Check each line of the entries below for the word "masquerade", then report how many have it, with no other words.

[Dataset entries]
++++++++++

Issue #435, opened 2021-07-26
update-distcc-symlinks fails to find GCC compilers on non-x86 64-bit rpm-based systems


asheplyakov:
On ARM64 box running ALT Linux:
```
# update-distcc-symlinks
cc
gcc
clang
clang++
```

1. Versioned symlinks (`gcc-8`, `gcc-10`) are missing
2. `aarch64-alt-linux-gcc-8`, `aarch64-alt-linux-gcc-10` symlinks are missing

On x86_64 `update-distcc-symlinks` works correctly since native compilers being multilib (with both 32-bit and 64-bit runtimes, and 32-bit one resides in `/usr/lib`)

PR #436, opened 2021-07-26
masquerade mode improvements for rpm-based systems

asheplyakov:
On ARM64 rpm-based distros GCC bits are installed into `/usr/lib64/gcc` and `/usr/libexec/gcc` directories. However `update-distcc-symlinks` does not scan these directories. As a result `update-distcc-symlinks` does NOT create symlinks to
 
* versioned GCC binaries (`gcc-8`, `gcc-10`, etc)
* fully qualified GCC binaries (`aarch64-linux-gnu-gcc-8`, etc)

With this patchset `update-distcc-symlinks` correctly work on such systems.

Also distcc/distccd always use `/usr/lib/distcc` (both on 32-bit and 64-bit hosts) so the masquerade mode always works as advertised in the manual:
```
PATH=/usr/lib/distcc:$PATH make -j32
```

Closes: #435

### DIFF
--- a/Makefile.in
+++ b/Makefile.in
@@ -59,7 +59,7 @@ include_server_builddir = $(builddir)/_include_server
 
 # These must be done from here, not from autoconf, because they can 
 # contain variable expansions written in Make syntax.  Ew.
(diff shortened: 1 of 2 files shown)


shawnl:
I wish we had some tests.....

++++++++++

Written reply → 2